Logo
Optimal CAE

GPU Cluster Software Engineer

Optimal CAE, Warren, Michigan, United States, 48091

Save Job

We are seeking a highly skilled GPU Cluster Software Engineer with strong expertise in VMware and CPU/GPU cluster technologies. This engineer will play a critical role in designing, implementing, and managing high-performance compute clusters that support advanced workloads including AI, ML, and HPC applications.

Key Responsibilities

Design, deploy, and manage enterprise-scale CPU/GPU clusters for high-performance workloads. Configure, maintain, and optimize VMware virtualization platforms (vSphere, ESXi, vCenter, vSAN). Integrate GPU virtualization technologies (e.g., NVIDIA GRID, vGPU) into VMware environments.

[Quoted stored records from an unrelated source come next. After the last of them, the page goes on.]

PR #200, opened 2020-05-28
Support multiple receptor angles in feed_rotation

### LINKED ISSUE #191: Support RECEPTOR_ANGLE in feed_rotation
In the general the P Jones matrix (though I believe it is L Jones in the Codex docs) should also be able to account for the RECEPTOR_ANGLE present in the FEED sub-table. In the most basic of cases, RECEPTOR_ANGLE will be `(n_ant, n_receptor)` where `n_receptor == 2`; one angle for X/R and one angle for Y/L. Doing this at present requires a fair amount of manual intervention but it is absolutely necessary for MeerKAT. I will note that this is only possible if the two numbers specified in RECEPTOR_ANGLE are the same (in general they probably should be), as otherwise we are not dealing with a product of rotation matrices (tagging @bennahugo to confirm).

I would suggest that the [`feed_rotation`](https://github.com/ska-sa/codex-africanus/blob/97b6accde38d0f2d44ffa8743e9be8340c0d5501/africanus/rime/dask.py#L61) function accept an additional parameter, e.g. `feed_offsets`, which are added in the appropriate place. This should preserve the current interface, as the default can be zero, but should make constructing P far less fiddly. Something similar is [done in CubiCal](https://github.com/ratt-ru/CubiCal/blob/e49aff3975d8cc91a29a707c2d60036ad883bc8e/cubical/machines/parallactic_machine.py#L117).

sjperkins:
Closes #191 

- [x] Tests added / passed

  ```bash
  $ py.test -v -s africanus
  ```

  ```
  $ autopep8 -r -i africanus
  $ flake8 africanus
  $ pycodestyle africanus
  ```

  To build the docs locally:

  ```
  cd docs
  READTHEDOCS=True make html
  ```


sjperkins:
This is implemented in #239

PR #203, opened 2020-06-11
WIP: update and numbafy linalg module

landmanbester:
I needed to modify and add a few tools for the gain re-interpolation stuff I am adding to cubical. Thus far I have numbafied the required kronecker_tools and added a pre-conditioned conjugate gradient function for solving Hermitian linear systems. I still need to add docs etc. but wanted to start testing


sjperkins:
Cool, note that it's fairly easy to make a point release these days.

Perform performance tuning, capacity planning, and resource optimization for compute clusters. Implement automation and orchestration tools to streamline cluster operations and provisioning. Monitor, troubleshoot, and optimize cluster performance to ensure system reliability. Collaborate with research and engineering teams to support compute-intensive applications (AI/ML/HPC). Ensure system scalability, security, and efficiency across multi-user environments. Required Skills & Qualifications

Hands-on expertise with VMware virtualization technologies (vSphere, ESXi, vCenter, vSAN). Proven experience in building and managing CPU/GPU clusters in enterprise or research environments. Strong knowledge of GPU virtualization (NVIDIA GRID, vGPU) and integration with VMware. Proficiency in cluster monitoring, troubleshooting, and optimization. Solid understanding of networking and storage concepts in clustered environments. Experience supporting compute-intensive workloads such as AI, ML, or HPC. Familiarity with automation/orchestration tools (e.g., Ansible, Terraform, Kubernetes, or similar). Excellent problem-solving skills and ability to work in a fast-paced, collaborative environment. Education

Master's or Ph.D. in Computer Science, Computer Engineering, or related field.